American vaudeville theater owner

Andrew Paul Keith (January 3, 1875 – October 30, 1918) was an American vaudeville theater owner who took over the B. F. Keith Circuit following the death of his father, Benjamin Franklin Keith.

==Biography==
Keith began working in the theater at a young age and in 1893 was put in charge of bookings for Keith's Theatre, which opened the following year. He graduated from Harvard College in 1901.

By 1905, he was the assistant general manager of the Keith chain. When he turned 30, his father gifted him the Bijou Theatre in Philadelphia. In 1906, B. F. Keith combined his New York and New Jersey assets with those of F. F. Proctor to create the Keith and Proctor Amusement Company. A. Paul Keith served as treasurer of Keith & Proctor until the partnership was dissolved in 1911. In 1907, Keith became secretary–treasurer of the United Booking Office of America, which was a partnership between Keith & Proctor and Percy G. Williams and Oscar Hammerstein. In 1908, Keith served as acting general manager of the United Booking Office while E. F. Albee recovered from injuries suffered in an automobile accident.

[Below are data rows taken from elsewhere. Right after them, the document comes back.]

PR #168, opened 2017-02-28
[RUNTIME] Allows Dawn to reconnect to the robot

### LINKED ISSUE #140: [RUNTIME] Disconnecting Dawn crashes TCP sender
Disconnecting Dawn from Runtime crashes the TCP send thread in the TCP process as it throws an error due to the now broken pipe.

bodiddles:
Fixes #140 by killing all Ansible processes and studentCode if Dawn disconnects and resets UDP Recv to allow for a new Dawn connection. 

Also fixes bug where killing studentCode process would leave it alive and cause runtime to kill with os.kill and end the runtime process. Made the while loop calling the function for running studentCode check if the terminated flag is true.


runtime/testy/Ansible.py
```diff
@@ -258,13 +258,12 @@ def __init__(self, badThingsQueue, stateQueue, pipe):
         sendName = THREAD_NAMES.TCP_SENDER
         recvName = THREAD_NAMES.TCP_RECEIVER
         super().__init__(sendName, TCPClass.sender, recvName, TCPClass.receiver, badThingsQueue, stateQueue, pipe)
-
```
yizow: why delete this line?

runtime/testy/Ansible.py
```diff
@@ -258,13 +258,12 @@ def __init__(self, badThingsQueue, stateQueue, pipe):
...
         stateQueue.put([SM_COMMANDS.SEND_ADDR, [PROCESS_NAMES.TCP_PROCESS]])
-        self.dawn_ip = pipe.recv()[0]
-
+        from_pipe = pipe.recv()
```
yizow: why make this change?

runtime/testy/Ansible.py
```diff
@@ -258,13 +258,12 @@ def __init__(self, badThingsQueue, stateQueue, pipe):
...
+        self.dawn_ip = from_pipe[0]
         self.sock = socket.socket(socket.AF_INET, socket.SOCK_STREAM)
+        self.sock.setsockopt(socket.SOL_SOCKET, socket.SO_REUSEADDR, 1)
         self.sock.connect((self.dawn_ip, TCP_PORT))
-
```
yizow: why delete this line

runtime/testy/Ansible.py
```diff
@@ -330,6 +329,12 @@ def unpackage(data):
         try:
             while True:
                 recv_data, addr = self.sock.recvfrom(2048)
+                if recv_data == b'':
```
yizow, line 334: no timeout? what if we drop a connection for a few milliseconds?

yizow: also, this is tcp. when would we ever receive an empty tcp packet?

runtime/testy/stateManager.py
```diff
@@ -40,7 +40,7 @@ def makeCommandMap(self):
       SM_COMMANDS.SEND_ADDR: self.send_addr,
       SM_COMMANDS.ENTER_IDLE: self.enter_idle,
       SM_COMMANDS.ENTER_TELEOP: self.enter_teleop,
-      SM_COMMANDS.ENTER_AUTO: self.enter_auto
+      SM_COMMANDS.ENTER_AUTO: self.enter_auto,
```
yizow: I thought commas at the end like this broke things?

yizow (changes requested):

runtime/testy/Ansible.py
bodiddles: timeout should be included in the socket itself. When it returns an empty byte string, it indicates that the socket on the other end has closed so in this case, we would want to actually restart all ansible processes

yizow (approved):
lgtm

nikitakit:
I see a failing `hibikeSubscribeDevice` on one of the two travis runs. Is it possible that this flaky tests points to some underlying problem?

nikitakit:
Actual code looks good here.

However, we should make a note to revisit the assumption that the correct way to handle TCP disconnects is to restart the UDP server and also to enter idle mode. This may not be the right thing to do on the field (especially if we have flaky wifi that sometimes drops packets). It may be the case that on the field, we don't actually want to enter idle mode.

I'm also skeptical that UDP receiver actually needs to be restarted. It may just be sufficient to have it clear its dawn_ip such that is ready for reconnects from anywhere.

nikitakit (approved):
lgtm

PR #172, opened 2017-03-02
[HIBIKE] PDB Firmware

karthik-shanmugam:
This is the PDB firmware


nikitakit:
I'm assuming all the libraries other than SevenSeg were already merged (as part of yogibear PR). Is that correct?

dHutchings (changes requested):
I think that the SevenSeg.pdf file should be removed, and pulled from all history.

nikitakit:
Note: you probably want to delete `battery_buzzer.json`

hibike/devices/BatteryBuzzer/battery_buzzer.cpp
```diff
@@ -1,316 +1,146 @@
...
+
+//got to keep these globals here to keep the compiler happy.
+float v_cell1;  // param 1
+float v_cell2;  // param 2
+float v_cell3;  // param 3
+float v_batt;   // param 4
+float dv_cell2; // param 5
+float dv_cell3; // param 6
+
+bool prints = false; // keep until all Serial methods get deleted
```
nikitakit, line 37: I think both `prints` and any uses of Serial should be deleted, because any stray serial messages will mess up the hibike communications.

If you do want to keep the print statements around for potential future debugging, I suggest you change this to say `#define DEBUG_PRINTS 0` and use `if (DEBUG_PRINTS)` everywhere. The all-caps name will make it clear that this is a compile-time constant, not a variable that might change.

hibike/devices/BatteryBuzzer/eeprom.cpp
```diff
@@ -0,0 +1,145 @@
...
+  }
+
+}
+
+
+
+
+
+
+void print_eeprom() //prints first few eeprom values as text.
```
nikitakit, line 111: Note that this function is never used anywhere.

hibike/devices/BatteryBuzzer/eeprom.cpp
```diff
@@ -0,0 +1,145 @@
...
+    
+    next_addr = next_addr + sizeof(float);
+
+    
+  }
+
+}
+
+
+
```
nikitakit, line 107: Could you normalize the whitespace in this file? There are empty lines in odd places.

hibike/devices/BatteryBuzzer/battery_buzzer.h
```diff
@@ -1,56 +1,32 @@
...
+extern float dv_cell2;
+extern float dv_cell3;
+extern float vref_guess;
+extern bool prints;
 
-// Calibration reference (from external voltage source)
-#define MIN_REF_VOLT 4.5
-#define MAX_REF_VOLT 5.5
-#define REF_VOLT 5
+extern bool calibrated;
```
nikitakit, line 20: I see no uses of this outside `battery_buzzer.cpp`. Does this need to be `extern`?

hibike/devices/BatteryBuzzer/battery_buzzer.h
```diff
@@ -1,56 +1,32 @@
...
+extern bool triple_calibration;
+extern int buzzer;
 
-#define LOW_VOLTAGE_ENTER_THRESHOLD 3.4
-#define LOW_VOLTAGE_EXIT_THRESHOLD 3.9
+extern unsigned long last_print_time;
 
-#define UNBALANCED_ENTER_THRESHOLD 0.7
-#define UNBALANCED_EXIT_THRESHOLD 0.1
+// extern bool unsafe_status
```
nikitakit, line 27: Delete commented out code.

hibike/devices/BatteryBuzzer/safety.h
```diff
@@ -0,0 +1,14 @@
+#ifndef SAFETY_H
+#define SAFETY_H
+extern bool unsafe_status;
+
+#include "eeprom.h"
+#include "battery_buzzer.h"
+#include "pitches.h"
+
+void handle_safety();
+bool is_unsafe();
```
nikitakit, line 10: So it turns out that `is_unsafe` actually does a bunch of computation, instead of being a simple getter.

Could you move the contents of `is_unsafe` into `handle_safety`, and make `is_unsafe` a simple getter instead? This would also eliminate the need for making `unsafe_status` extern.

hibike/devices/BatteryBuzzer/safety.cpp
```diff
@@ -0,0 +1,79 @@
+#include "safety.h"
```
nikitakit, line 1: I think the `#include "pitches.h"` should be moved here (from inside `safety.h`). Possibly do the same for `#include "battery_buzzer.h"`, too.

hibike/devices/BatteryBuzzer/disp_8.cpp
```diff
@@ -0,0 +1,201 @@
...
+SevenSeg disp(8,9,7,2,0,15,14);
+
+const int numOfDigits=4;
+int digitPins[numOfDigits] = {6, 5, 4, 3};
+
+
+unsigned long last_LED_time = 0;  //Time the last LED switched
+int sequence = 0; //used to switch states for the display.  Remember that the hangle_8_segment cannot be blocking.
+
+int segment_8_run = 0;  //0 for the normal voltage readout.  1 for "Clear Calibration".  2 for "New Calibration"
```
nikitakit, line 16: This should be an enum.

hibike/devices/BatteryBuzzer/voltage_sense.cpp
```diff
@@ -0,0 +1,212 @@
...
+
+
+
+void measure_cells() //measures the battery cells. Should call at least twice a second, but preferrably 5x a second.  No use faster.
+{
+    int r_cell1 = analogRead(cell1);
+    int r_cell2 = analogRead(cell2);
+    int r_cell3 = analogRead(cell3);
+
+    //Serial.println("Raw Voltages");
```
nikitakit, line 52: I don't think you should have huge chunks of commented-out code in this file.

hibike/devices/BatteryBuzzer/voltage_sense.cpp
```diff
@@ -0,0 +1,212 @@
...
+    //Serial.println(5*float(r_cell1)/1024);
+    //Serial.println(5*float(r_cell2)/1024);
+    //Serial.println(5*float(r_cell3)/1024);
+
+
+    v_cell1 = float(r_cell1) * (10 + 10.0) / 10.0 * calib[0] / 1024;  // (10k + 10k)/(10k) to extract cell voltage in counts, then convert 1024 counts per vref volts.
```
nikitakit, line 58: Lots of magic numbers here. I suggest you make constants for the resister values (e.g. `RESISTOR1_KOHM`), and use those here.

hibike/devices/BatteryBuzzer/voltage_sense.cpp
```diff
@@ -0,0 +1,212 @@
...
+    // }
+    last_print_time = millis();
+
+}
+
+void handle_calibration() //called very frequently by loop.
+{
+  if (digitalRead(calib_button)) //I pressed the button, start calibrating.
+    {
+    if(triple_calibration && calib[0] == 2.56 && calib[1] == 2.56 & calib[2] == 2.56)
```
nikitakit, line 103: `2.56` is a magic number used throughout the code, in multiple files... and you're even relying for equality tests to succeed between uses of this constant from different places. Please switch to using a single source of truth via `#define` or similar.

hibike/devices/BatteryBuzzer/voltage_sense.cpp
```diff
@@ -0,0 +1,212 @@
...
+      delay(1);
+    }
+    delay(100);
+
+
+    //ok.  let's assume (for now) that every line has 5V put at it.
+    //I want to calculate the best-fit for the true vref.
+
+    //expected voltages, after the resistive dividers.
+    float expected_vc1 = 5 * 10.0 / (10.00 + 10.00);
```
nikitakit, line 167: More uses of magic numbers. Resistor values should have a single source of truth.

hibike/devices/BatteryBuzzer/voltage_sense.cpp
```diff
@@ -0,0 +1,212 @@
...
+    float expected_vc3 = 5 * 10.0 / (51.00 + 10.0);
+
+
+    int r_cell1 = analogRead(cell1);
+    int r_cell2 = analogRead(cell2);
+    int r_cell3 = analogRead(cell3);
+
+
+    //as per whiteboard math.  Is it 1023 or 1024?  I think it's 1023.
+    float vref1 = 1024 / (float(r_cell1)) * 10.0 / (10.0 + 10.00) * 5;
```
nikitakit, line 178: More uses of magic numbers. Resistor values should have a single source of truth.

hibike/devices/BatteryBuzzer/voltage_sense.cpp
```diff
@@ -0,0 +1,212 @@
...
+    float vref3 = 1024 / (float(r_cell3)) * 10.0 / (51.00 + 10.0) * 5;
+
+    //calibration array values are updated.  These are only used if triple calibration is in use.
+    calib[0] = vref1;
+    calib[1] = vref2;
+    calib[2] = vref3;
+
+
+    //avg all vrefs together to get best guess value    
+    vref_guess = (vref1 + vref2 + vref3) / float(3);
```
nikitakit, line 189: My personal style preference is `3.0f` rather than `float(3)`

hibike/devices/BatteryBuzzer/voltage_sense.cpp
```diff
@@ -0,0 +1,212 @@
...
+    float expected_vc2 = 5 * 10.0 / (30.00 + 10.00);
+    float expected_vc3 = 5 * 10.0 / (51.00 + 10.0);
+
+
+    int r_cell1 = analogRead(cell1);
+    int r_cell2 = analogRead(cell2);
+    int r_cell3 = analogRead(cell3);
+
+
+    //as per whiteboard math.  Is it 1023 or 1024?  I think it's 1023.
```
nikitakit, line 177: This comment disagrees with the code

hibike/devices/BatteryBuzzer/safety.h
```diff
@@ -0,0 +1,14 @@
...
+void buzz(boolean should_buzz);
+
+
+#endif
```
nikitakit, line 14: Please add newlines at eof (in other files, too)

hibike/devices/BatteryBuzzer/voltage_sense.cpp
```diff
@@ -0,0 +1,212 @@
...
+void handle_calibration() //called very frequently by loop.
+{
+  if (digitalRead(calib_button)) //I pressed the button, start calibrating.
+    {
+    if(triple_calibration && calib[0] == 2.56 && calib[1] == 2.56 & calib[2] == 2.56)
+    {
+      //i'm in triple calibration mode, but the calibration array is exactly the same as the datasheet values... which means i haven't been calibrated.
+      float vref_new = calibrate();
+      write_triple_eeprom(calib[0],calib[1],calib[2]);
+      start_8_seg_sequence(2);
```
nikitakit, line 108: Argument looks like a magic number

hibike/devices/BatteryBuzzer/voltage_sense.cpp
```diff
@@ -0,0 +1,212 @@
...
+      //i'm in triple calibration mode, but the calibration array is exactly the same as the datasheet values... which means i haven't been calibrated.
+      float vref_new = calibrate();
+      write_triple_eeprom(calib[0],calib[1],calib[2]);
+      start_8_seg_sequence(2); 
+    }
+    else if(!triple_calibration && get_calibration() == -1.0) //i'm not in triple calibration mode, and i haven't been calibrated.
+    {   
+      float vref_new = calibrate();
+      write_single_eeprom(vref_new);
+      start_8_seg_sequence(2);
```
nikitakit, line 114: Argument looks like a magic number

hibike/devices/BatteryBuzzer/voltage_sense.cpp
```diff
@@ -0,0 +1,212 @@
...
+        delay(1);
+      }
+      
+      if(prints)
+      {
+        Serial.println("Clear EEPROM");
+      }
+      //reset all my calibration values as well, so my calibration values that i'm using are in lockstep with the EEPROM.
+      
+      vref_guess = 2.56;
```
nikitakit, line 130: Magic numbers (see above)

hibike/hibikeDevices.json
```diff
@@ -28,13 +28,14 @@
...
-                                                          {"number": 1  , "name": "safe"       , "type": "bool"    , "read": true , "write": false },
-                                                          {"number": 2  , "name": "cell1"      , "type": "float"   , "read": true , "write": false },
-                                                          {"number": 3  , "name": "cell2"      , "type": "float"   , "read": true , "write": false },
-                                                          {"number": 4  , "name": "cell3"      , "type": "float"   , "read": true , "write": false },
-                                                          {"number": 5  , "name": "total"      , "type": "float"   , "read": true , "write": false },
-                                                          {"number": 6  , "name": "callibrate" , "type": "bool"    , "read": false, "write": true  }
+                                                          {"number": 0  , "name": "unsafe_status"  , "type": "bool"    , "read": true , "write": false },
```
nikitakit, line 31: To be honest, the name `unsafe_status` is confusing to me, because I'm not sure whether true means safe, or unsafe. The old name "safe" was clearer (and something like `unsafe`, `is_unsafe`, etc. would also be clearer)

hibike/devices/BatteryBuzzer/voltage_sense.cpp
```diff
@@ -0,0 +1,212 @@
...
+    //   }
+  
+    //   Serial.println("ABS: Cell1 : " + str_cell1 + " Cell2 : " + str_cell2 + " Cell3 : " + str_cell3);
+    //   Serial.println("REL: Cell1: " + str_cell1 + " Cell2 : " + sdv_cell2 + " Cell3 : " + sdv_cell3);
+    //   Serial.println("");
+    //   Serial.println("");
+
+
+    // }
+    last_print_time = millis();
```
nikitakit, line 95: Moving this to `battery_buzzer.cpp::loop` would allow making this variable non-extern. Moreover, the entire name `last_print_time` seems not to accurately reflect the usage of this variable.

hibike/devices/BatteryBuzzer/eeprom.cpp
```diff
@@ -0,0 +1,145 @@
...
+#include "eeprom.h"
+
+//low-level functions that deal with storing the calibration values using the agreed upon format.
+
+float get_calibration()  //returns calibration voltage.  Returns -1 (float) if no calibration.
+{
+   if(EEPROM.read(0)=='C' && EEPROM.read(1)=='A' && EEPROM.read(2)=='L' && EEPROM.read(3)==':')
+   {
+      //instantiate a float.
+      float f = 0.00000f;
```
nikitakit, line 11: You don't need so many zeros.

hibike/devices/BatteryBuzzer/eeprom.cpp
```diff
@@ -0,0 +1,145 @@
...
+
+  
+  int next_addr = 0;
+  for(int i = 1; i<=3; i++)
+  {
+     if(EEPROM.read(next_addr)=='C' && EEPROM.read(next_addr+1)=='A' && EEPROM.read(next_addr+2)=='L' && EEPROM.read(next_addr+3) == char(i+48) &&EEPROM.read(next_addr+4)==':')
+     //so i only take a valid calibration, and there's no chance of accidentally getting messed up with partial triple calibration left over in single mode.
+     {
+        //instantiate a float.
+        float f = 0.00000f;
```
nikitakit, line 36: You don't need so many zeros.

hibike/devices/BatteryBuzzer/eeprom.cpp
```diff
@@ -0,0 +1,145 @@
...
+  int next_addr = 0;
+  for(int i = 1; i<=3; i++)
+  {
+    EEPROM.write(next_addr,'C');
+    next_addr++;
+    EEPROM.write(next_addr, 'A');
+    next_addr++;
+    EEPROM.write(next_addr, 'L');
+    next_addr++;
+    EEPROM.write(next_addr, char(i+48));  //plus 48 because ASCII table
```
nikitakit, line 82: I think something like `char('0' + i)` would be cleaner. You can use characters as arguments to addition, instead of hardcoding 48 here -- you just have to make sure the result is correctly cast to char.

hibike/devices/BatteryBuzzer/eeprom.cpp
```diff
@@ -0,0 +1,145 @@
...
+void update_triple_calibration() //updates the global "calib" array based on EEPROM.
+//Calib will contain datasheet values (2.56) if there's no calibration.
+//If there is, the appopriate elements will be updated.
+{
+
+  
+  int next_addr = 0;
+  for(int i = 1; i<=3; i++)
+  {
+     if(EEPROM.read(next_addr)=='C' && EEPROM.read(next_addr+1)=='A' && EEPROM.read(next_addr+2)=='L' && EEPROM.read(next_addr+3) == char(i+48) &&EEPROM.read(next_addr+4)==':')
```
nikitakit, line 32: Writing `48` as an integer is not strictly necessary (see my other comment on this issue)

nikitakit (changes requested):
Here's my first pass review of the code

dHutchings:
This PR is being closed, because the newer (and rebased) PDB PR has been merged.

PR #173, opened 2017-03-02
Remove redux devtools

AllanYangZhou:


kevinmasd (approved):
Never actually knew we used this.

PR #414, opened 2019-03-29
fix: Raise get-uri version

robcresswell:
This prevents a vulnerable version of extend (<3.0.2) being pulled in during
deduping.

See https://snyk.io/vuln/npm:extend:20180424


adrukh:
So maybe wait till #415 is released, and then bump the `proxy-agent` deps and get rid of `get-uri` that was added as a hack to pin its version?

adrukh:
Obsolete with #418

Prior to his father's death in 1914, Keith and Edward F. Albee acquired control of the Keith circuit's 29 theaters. The pair also owned a chain of movie theaters.

In 1915, Keith was elected president of the Boston Athletic Association.

On October 25, 1918, Keith came down with the Spanish flu. He died on October 30, 1918, at the home of a business associate. He left an estate worth $3.8 million.($ in dollars), A lifelong bachelor, his business holdings were inherited by Albee and other business partners, while his personal assets were given to Cardinal William Henry O'Connell and Harvard College. O'Connell used the money to create the Keith Academy and Keith Hall in Lowell, Massachusetts.